▸ **The problem**
Copy all lines in the data that contain the string "where".

▸ **Task input**
PR #823, opened 2021-03-18
Link to current nix.trustedUsers docs

das-g:
Link to [current `nix.trustedUsers` documentation](https://search.nixos.org/options?show=nix.trustedUsers&query=nix.trustedUsers) instead of to a hard-coded revision of the source code of it.


mpscholten (approved):
Thanks :)

Issue #412, opened 2020-09-21
Controller Generator mishandles Person/People singular/plural form


pigam:
I created a `people` table:
```sql
-- Your database schema. Use the Schema Designer at http://localhost:8001/ to add some tables.
CREATE TABLE people (
    id UUID DEFAULT uuid_generate_v4() PRIMARY KEY NOT NULL,
    name TEXT NOT NULL,
    forename TEXT NOT NULL,
    date_of_birth DATE NOT NULL
);
```

I then tried to generate the `People` controller.
What I expected : 
- routes named `/people/…`
- generated code with `person` or `people` for identifier's name

What I get:
### Controller
`Web/Controller/People.hs` and `Web/Types.hs` are correct, but `PeoplesAction` should be `PeopleAction`.
```haskell
instance Controller PeopleController where
    action PeoplesAction = do
```
### Views
Generated views are much worse, and use the plural form instead of the singular one. For instance, `Web/View/People/Show.hs`:
```haskell
module Web.View.People.Show where
import Web.View.Prelude

data ShowView = ShowView { people :: People }

instance View ShowView ViewContext where
    html ShowView { .. } = [hsx|
        <nav>
            <ol class="breadcrumb">
                <li class="breadcrumb-item"><a href={PeoplesAction}>Peoples</a></li>
                <li class="breadcrumb-item active">Show People</li>
            </ol>
        </nav>
        <h1>Show People</h1>
    |]
```
This does not compile, as `People` type does not exist.

### Routes
Routes generated by 
```haskell
instance AutoRoute PeopleController
type instance ModelControllerMap WebApplication Person = PeopleController
```
are `/peoples/…`

I hope I'm clear enough in my report.

pigam:
Test after @mpscholten 's suggestion : replacing `PeoplesAction` by `PeopleAction` in `Web/Type.hs`, `Web/Controller/People.hs` and `Web/Views/People/*.hs` fixed generated routes. After this modificaction, routes are of `/People` form as expected.

pigam:
I think https://github.com/digitallyinduced/ihp/blob/master/IHP/IDE/CodeGen/ControllerGenerator.hs#L58
```haskell
        pluralName = Countable.pluralize $ get #controllerName config
```
should be
```haskell
        pluralName = get #controllerName config
```

mpscholten:
I think this could work :) 

[...]

PR #834, opened 2021-03-24
Generator Better Singular/Plural Handling

s0kil:
Added a text case and fixes https://github.com/digitallyinduced/ihp/issues/412

TODO:
- The `pluralize`, `singularize` should also work on uppercased words.


s0kil:
TODO: drop the `countable-inflections` dependency.

mpscholten (approved):

PR #836, opened 2021-03-28
Added type signature for generated index view code

rametta:
I noticed the codegen doesn't add the type sig for the index view like it does for all the other views.
So this PR adds it


mpscholten (approved):
Thanks, good catch 👍

Issue #1162, opened 2021-10-21
Allow multiple Paginations per page


amitaibu:
Currently the Pagination module assumes there's only a single pager on the page.

This assumption is in the query string - https://github.com/digitallyinduced/ihp/blob/6dd1b6e2f3263ae7531831c3a649e7229df6abfc/IHP/Pagination/ControllerFunctions.hs#L91-L92

And in the HTML (`id="maxItems...`)- https://github.com/digitallyinduced/ihp/blob/6dd1b6e2f3263ae7531831c3a649e7229df6abfc/IHP/Pagination/ViewFunctions.hs#L50

Maybe Pagination should get a `Text` prefix that would prefix to the query strings

PR #2444, opened 2026-02-17
Remove postgresql-simple dependency from Pagination module

mpscholten:
## Summary
- Rewrites `paginatedSqlQuery`/`paginatedSqlQueryWithOptions` to use the hasql Snippet API directly instead of routing through `sqlQuery`/`sqlQueryScalar` with postgresql-simple types (`Query`, `Only`, `(:.)`)
- Changes the SQL parameter type from `Query` to `Text` and removes the `ToSnippetParams (parameters :. Only Int :. Only Int)` constraint
- Removes the `Database.PostgreSQL.Simple` import from `IHP.Pagination.ControllerFunctions` entirely

## Test plan
- [x] Verified `ihp` package compiles successfully via `nix flake check --impure`
- [ ] Test `paginatedSqlQuery` in an IHP app with raw SQL pagination queries

### DIFF
--- a/ihp/Test/Test/Pagination/ControllerFunctionsSpec.hs
+++ b/ihp/Test/Test/Pagination/ControllerFunctionsSpec.hs
@@ -26,10 +26,10 @@ tests = do
                 let ?context = contextWithParams []
                 let ?request = ?context.request
 
-                (results :: [PG.Only Int], pagination) <-
+                (results :: [PG.Only Int32], pagination) <-
                     paginatedSqlQueryWithOptions
                         defaultPaginationOptions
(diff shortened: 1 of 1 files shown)


amitaibu:
If we're already touching pagination, I think currently we allow only a single pagination per page. Maybe we can extend ot have multiple.

mpscholten:
> If we're already touching pagination, I think currently we allow only a single pagination per page. Maybe we can extend ot have multiple.

I only want to make it use hasql because it prevents one app from upgrading. For a feature change we should do that in a different pr

amitaibu:
Sure. I found this original issue https://github.com/digitallyinduced/ihp/issues/1162

PR #2446, opened 2026-02-17
Allow multiple paginations per page (#1162)

amitaibu:
## Summary
- Adds `paramSuffix` field to `Pagination` and `PaginationView` types, auto-assigned via a `PaginationCounter` in the ControllerContext
- First `paginate` call per request uses no suffix (backward compatible), subsequent calls get `_2`, `_3`, etc.
- Query params (`page`, `maxItems`, `filter`) and HTML element IDs (`maxItemsSelect`) are suffixed accordingly
- Adds `renderFilterFor` for multi-pagination filter support while keeping `renderFilter` backward compatible

## Test plan
- [ ] Verify existing pagination behavior is unchanged (first pagination uses unsuffixed params)
- [ ] Test two paginated lists on the same page use independent query params (`page` vs `page_2`, `maxItems` vs `maxItems_2`)
- [ ] Verify `maxItemsSelect` HTML IDs are unique per pagination
- [ ] Run `echo -e ':l ihp/Test/Test/Main.hs\nmain' | ghci` (blocked by pre-existing PGSimpleCompat issue on base branch)

### DIFF
--- a/ihp/Test/Test/Pagination/ControllerFunctionsSpec.hs
+++ b/ihp/Test/Test/Pagination/ControllerFunctionsSpec.hs
@@ -16,6 +16,7 @@ import qualified Network.Wai as Wai
 import qualified Database.PostgreSQL.Simple.Types as PG
 import System.Environment (lookupEnv)
 import qualified Control.Exception as Exception
+import Data.IORef (newIORef)
 
 tests :: Spec
 tests = do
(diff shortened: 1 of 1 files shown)


amitaibu:
I'll wait for https://github.com/digitallyinduced/ihp/pull/2444, and then continue with this

PR #2455, opened 2026-02-19
Show friendly error when migrations page can't connect to DB

mpscholten:
## Summary
- Previously, if the database was unreachable when opening the migrations page, the user saw an unhelpful `ExitFailure 1` exception with a raw HasCallStack backtrace
- Now the error is caught and displayed as a flash message ("Could not connect to the database: ..."), and the page still renders with all migrations shown as pending

## Test plan
- [ ] Stop the database and open the migrations page — verify a flash error message is shown instead of a crash
- [ ] Start the database and open the migrations page — verify it works as before

### DIFF
--- a/ihp-ide/IHP/IDE/SchemaDesigner/Controller/Migrations.hs
+++ b/ihp-ide/IHP/IDE/SchemaDesigner/Controller/Migrations.hs
@@ -26,7 +26,13 @@ instance Controller MigrationsController where
 
     action MigrationsAction = do
         migrations <- findRecentMigrations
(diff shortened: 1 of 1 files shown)


mpscholten:
Re: the Codex review about `setErrorMessage` only showing on the next request —

This is actually fine in IHP. `render` internally calls `consumeFlashMessagesMiddleware` (see `ihp/IHP/Controller/Render.hs:126`), which reads flash messages from the session during the same request. Both `setErrorMessage` and the middleware operate on the same session IORef via the vault, so the write is visible to the read within the same request. The error message will display immediately.

PR #2458, opened 2026-02-19
Recreate job notification triggers after PGListener reconnects

mpscholten:
## Summary

- Adds a reconnection callback mechanism to `PGListener` that fires after connection recovery, giving callers the live `Hasql.Connection` to run SQL directly
- Job queue registers a callback to recreate its `pg_notify` triggers on reconnect, fixing ~40s delays after `make db` drops the database
- Adds debug logging to the `pg_notify` subscription callback for better observability

## Context

After `make db` drops and recreates the database, the notification triggers that fire `pg_notify` are destroyed. PGListener reconnects and re-LISTENs correctly, but without triggers `pg_notify` never fires. Jobs are only picked up by the 60-second poller (average ~30-40s delay).

Fixes: https://github.com/amitaibu/ihp-sensors/issues/18

## Test plan

- [x] Type-checks: `ihp-pglistener/IHP/PGListener.hs` and `ihp/IHP/Job/Queue.hs`
- [x] All 361 IDE tests pass
- [ ] Manual: run `make db` while job worker is running, verify jobs are picked up immediately via `pg_notify` (not delayed by poller)

### DIFF
--- a/ihp/IHP/Job/Queue.hs
+++ b/ihp/IHP/Job/Queue.hs
@@ -118,8 +118,10 @@ watchForJob pool pgListener tableName pollInterval onNewJob = do
 
         -- Recreate notification triggers when PGListener reconnects (e.g. after `make db` drops the database)
         PGListener.onReconnect (\connection -> do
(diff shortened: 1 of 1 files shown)


amitaibu:
I'll try this PR on my repo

▸ **Task solution**
instance Controller PeopleController where
module Web.View.People.Show where
instance View ShowView ViewContext where
@@ -26,7 +26,13 @@ instance Controller MigrationsController where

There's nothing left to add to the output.